Let $[a_r,\dotsc,a_0]$ denote $\sum_{i=0}^r a_i10^i$ with $0\leq a_i\leq 9$. Let $0\leq n \leq 999$ be a perfect square, say $n=m^2$, where $m=[a,b]$.
Note that $m\leq 31$, so that $0\leq a\leq 3$.
Assume for a moment that
\begin{equation}
\label{eq1}
b\leq 3 \qquad\text{and}\qquad 2ab\leq 9.\qquad\qquad\qquad\qquad\qquad (*)
\end{equation}
Then $n=[a^2,2ab,b^2]$ and its reverse is also a square, namely $n'=[b^2,2ab,a^2]=[b,a]^2$. The pairs $(a,b)$ satisfying (*) with $a\leq b$ lead us to:
- $m=[0,0]$ yielding $n=000$
- $m=[0,1]$ yielding $n=001=1^2$, $n'=100=10^2$
- $m=[0,2]$ yielding $n=004=2^2$, $n'=400=20^2$
- $m=[0,3]$ yielding $n=009=3^2$, $n'=900=30^2$
- $m=[1,1]$ yielding $n=121=11^2$
- $m=[1,2]$ yielding $n=144=12^2$, $n'=441=21^2$
- $m=[1,3]$ yielding $n=169=13^2$, $n'=961=31^2$
- $m=[2,2]$ yielding $n=484=22^2$
agreeing with the list given by @kagami. When (*) does not hold, then if $b\geq 4$, then $a\leq 2$ and one checks by hand that if $m$ is any of
$$
4,\dotsc,9,14,24,15,25,16,26,17,27,18,28,19,29
$$
then $m^2$ reversed is not a square (I couldn't come up with a shortcut for this last step). Since $m=23$ also doesn't work, the above list is complete.

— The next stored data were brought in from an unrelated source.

PR #48, opened 2025-02-07
Random masking

gabrieltseng:
There are a few missing features:

1. Handle fully missing modalities (this is what the extra value in the masking enum is intended for)
2. Handle other shapes in the random masking
3. Add the space & time masking

but this is a good minimum working example to get us started I think.


helios/train/masking.py
```diff
@@ -95,7 +186,61 @@ def apply_mask(self, batch: HeliosSample, **kwargs: Any) -> MaskedHeliosSample:
...
         """
-        raise NotImplementedError
+        # should these not be kwargs but instead be explicitly
+        # in the function signature?
+        patch_size: int = kwargs["patch_size"]
+        modalities_to_channel_groups_dict: dict[str, dict[str, list[int]]] = kwargs[
+            "modalities_to_channel_groups_dict"
+        ]
+        encode_ratio: float = kwargs["encode_ratio"]
+        decode_ratio: float = kwargs["decode_ratio"]
```
gabrieltseng, line 222: Copying the comment for visibility:

Should these not be kwargs but instead be explicitly in the function signature?

helios/train/masking.py
```diff
@@ -95,7 +186,61 @@ def apply_mask(self, batch: HeliosSample, **kwargs: Any) -> MaskedHeliosSample:
...
+                b = modality.shape[0]
+                mask = self._create_mask_per_static_modality(
+                    b,
+                    encode_ratio,
+                    decode_ratio,
+                    modalities_to_channel_groups_dict[modality_name],
+                    return_device,
+                )
+            else:
+                raise ValueError(f"Unsupported modality shape {modality.shape}")
```
gabrieltseng, line 264: Just to call out that `_create_mask_per_space_time_modality` and `_create_mask_per_static_modality` behave a little differently.

`_create_mask_per_space_time_modality` will mask out the same ratios of values per instance in the batch.

However, since a static modality might have very few tokens in a batch (e.g. 1 for latlons) instead we mask out a certain ratios of values across the entire batch.

helios/train/masking.py
Hgherzog: It depends if they will be vars in every masking strategy? I think it is preferable to leave make the apply masks call in the train module agnostic to the masking strategy. It should likely be explicit at the config build level though. Let's wait on this

helios/train/masking.py
Hgherzog: can you add this comment to the doc strings of the static methods

gabrieltseng: Added

PR #51, opened 2025-02-08
Integrate components

Hgherzog:
https://docs.google.com/document/d/1JxedTmIlFPEZcVtYIhjxhPUCfWzGIj58nbLxx_xQhjE/edit?tab=t.0

### DIFF
--- a/tests/unit/train/test_masking.py
+++ b/tests/unit/train/test_masking.py
@@ -33,6 +33,9 @@ def test_random_masking() -> None:
     # TODO: Add assert that checks input output shapes
     # check that each modality has the right masking ratio
     for modality_name in masked_sample._fields:
+        # TODO: SKipping lat lon for now
+        if modality_name.startswith("latlon"):
+            continue
         if modality_name.endswith("mask"):
             mask = getattr(masked_sample, modality_name)
             total_elements = mask.numel()


helios/data/dataloader.py
```diff
@@ -243,13 +243,17 @@ def _format_fname_from_fields(self, prefix: str, **fields: Any) -> str:
 
     def get_mock_batch(self) -> HeliosSample:
```
gabrieltseng, line 244: nit: can this be a staticmethod?

helios/data/dataset.py
```diff
@@ -65,6 +64,23 @@ def as_dict(self, ignore_nones: bool = True) -> dict[str, Any]:
                 return_dict[field] = val
         return return_dict
 
+    def to_device(self, device: torch.device) -> "HeliosSample":
```
gabrieltseng, line 67: nit: should this just be `to` to be consistent with pytorch syntax?

helios/data/dataloader.py
Hgherzog: It is a subclass of an abstractmethod that has a self argument in olmo-core , also when using a subset of different modalities we might want to be able to dynamically change this  method

helios/data/dataset.py
Hgherzog: @favyen2 pointed out that pytorch to also converts datatype which we are not supporting here, so this could be confusing.

gabrieltseng: sounds good !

A general method should be hard to find, but the above approach may be used to produce more examples: if one takes $m=[a,b,c]$ subject to the conditions
$$
a^2,2ab,b^2+2ac,2bc,c^2 \leq 9
$$
then $m^2=[a^2,2ab,b^2+2ac,2bc,c^2]$, so that its reverse is also a square, namely $[c,b,a]^2$. For example,
- $221^2=48841$ and $122^2=14884$
- $201^2=40401$ and $102^2=10404$
- $301^2=90601$ and $103^2=10609$
and so on.
One can produce more numbers by taking $m=[a_r,\dotsc,a_0]$ satisfying similar conditions; in general, if you take $a_i\in \{0,1,2\}$ with lots of zeroes in the middle you will get a new example, as in @kagami's last examples. This method will give only answers with an odd numbers of digits, though.
Edit: Answering @kagami's comment, it turns out to be very hard to find examples with an even number of digits. I did a computer search for $m$ up to $10^8$ and, discarding cases ending with zeroes, I have found only:
- $1809 = 33^2$, $9801=99^2$
- $698896 = 836^2$
- $10036224 = 3168^2$, $42263001 = 6501^2$
- $637832238736 = 798644^2$
- $1021178969603881 = 31955891^2$, $1883069698711201 = 43394351^2$
- $4099923883299904 = 64030648^2$
I would expect that there is only a finite number of such examples.